Dataset items:

PR #237, opened 2020-10-21
Reorganize hooks for standards

annevk:
@andreubotella would appreciate your thoughts on this as well. I wanted to split this section into two given that I need two new algorithms for the URL standard (get an encoder and encode or fail) that both are somewhat wonky and probably need a bit of explanation and it seems bad to explain that together with all the UTF-8-centric primitives everyone ought to be using.

***
<a href="https://whatpr.org/encoding/237.html" title="Last updated on Oct 22, 2020, 9:15 AM UTC (789436e)">Preview</a> | <a href="https://whatpr.org/encoding/237/a5e3e11...789436e.html" title="Last updated on Oct 22, 2020, 9:15 AM UTC (789436e)">Diff</a>

### DIFF
--- a/encoding.bs
+++ b/encoding.bs
@@ -263,11 +263,10 @@ happening.
 [[URL]]
 [[HTML]]
 
-<p>To <dfn id=concept-encoding-run for=encoding>run</dfn> an <a for=/>encoding</a>'s
-<a for=/>decoder</a> or <a for=/>encoder</a> <var>encoderDecoder</var> with input
-<a for=/>I/O queue</a> <var>input</var>, output
-<a for=/>I/O queue</a> <var>output</var>, and optional
-<a for=/>error mode</a> <var>mode</var>, run these steps:
+<p>To <dfn id=concept-encoding-run>run</dfn> an <a for=/>encoding</a>'s <a for=/>decoder</a> or
+<a for=/>encoder</a> <var>encoderDecoder</var> with input <a for=/>I/O queue</a> <var>input</var>,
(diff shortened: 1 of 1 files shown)


hsivonen (approved):
I take it that the new hook will be in a different PR.

encoding.bs
```diff
@@ -977,61 +973,28 @@ different format here, to be able to represent ranges.)
...
+ standards.
 
  <p>For decoding, <a>UTF-8 decode</a> is to be used by new formats. For identifiers or byte
  sequences within a format or protocol, use <a>UTF-8 decode without BOM</a> or
  <a>UTF-8 decode without BOM or fail</a>.
 
  <p>For encoding, <a>UTF-8 encode</a> is to be used.
 
- <p>Standards are strongly discouraged from using <a>decode</a>, <a for=/>encode</a>, and
- <a>BOM sniff</a>, except as needed for compatibility.
```
andreubotella, line 991: Maybe keep this paragraph in the note for legacy hooks.

andreubotella (commented):
LGTM

andreubotella:
Since #238 has "encode or fail" passing an encoder instance (rather than an encoder "class", so to speak) to "run", it's probably best to update that algorithm in this PR to take an instance and to change the hooks that call it to use "run a new instance of `encoding`'s decoder/encoder with..."

annevk:
Let's make those changes there if we keep that as initially proposed. I rather like putting the errors directly in the queue though.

**Assignment**
Please copy out the preceding data in full, exactly as written.

**Response area**
PR #237, opened 2020-10-21
Reorganize hooks for standards

annevk:
@andreubotella would appreciate your thoughts on this as well. I wanted to split this section into two given that I need two new algorithms for the URL standard (get an encoder and encode or fail) that both are somewhat wonky and probably need a bit of explanation and it seems bad to explain that together with all the UTF-8-centric primitives everyone ought to be using.

***
<a href="https://whatpr.org/encoding/237.html" title="Last updated on Oct 22, 2020, 9:15 AM UTC (789436e)">Preview</a> | <a href="https://whatpr.org/encoding/237/a5e3e11...789436e.html" title="Last updated on Oct 22, 2020, 9:15 AM UTC (789436e)">Diff</a>

### DIFF
--- a/encoding.bs
+++ b/encoding.bs
@@ -263,11 +263,10 @@ happening.
 [[URL]]
 [[HTML]]
 
-<p>To <dfn id=concept-encoding-run for=encoding>run</dfn> an <a for=/>encoding</a>'s
-<a for=/>decoder</a> or <a for=/>encoder</a> <var>encoderDecoder</var> with input
-<a for=/>I/O queue</a> <var>input</var>, output
-<a for=/>I/O queue</a> <var>output</var>, and optional
-<a for=/>error mode</a> <var>mode</var>, run these steps:
+<p>To <dfn id=concept-encoding-run>run</dfn> an <a for=/>encoding</a>'s <a for=/>decoder</a> or
+<a for=/>encoder</a> <var>encoderDecoder</var> with input <a for=/>I/O queue</a> <var>input</var>,
(diff shortened: 1 of 1 files shown)


hsivonen (approved):
I take it that the new hook will be in a different PR.

encoding.bs
```diff
@@ -977,61 +973,28 @@ different format here, to be able to represent ranges.)
...
+ standards.
 
  <p>For decoding, <a>UTF-8 decode</a> is to be used by new formats. For identifiers or byte
  sequences within a format or protocol, use <a>UTF-8 decode without BOM</a> or
  <a>UTF-8 decode without BOM or fail</a>.
 
  <p>For encoding, <a>UTF-8 encode</a> is to be used.
 
- <p>Standards are strongly discouraged from using <a>decode</a>, <a for=/>encode</a>, and
- <a>BOM sniff</a>, except as needed for compatibility.
```
andreubotella, line 991: Maybe keep this paragraph in the note for legacy hooks.

andreubotella (commented):
LGTM

andreubotella:
Since #238 has "encode or fail" passing an encoder instance (rather than an encoder "class", so to speak) to "run", it's probably best to update that algorithm in this PR to take an instance and to change the hooks that call it to use "run a new instance of `encoding`'s decoder/encoder with..."

annevk:
Let's make those changes there if we keep that as initially proposed. I rather like putting the errors directly in the queue though.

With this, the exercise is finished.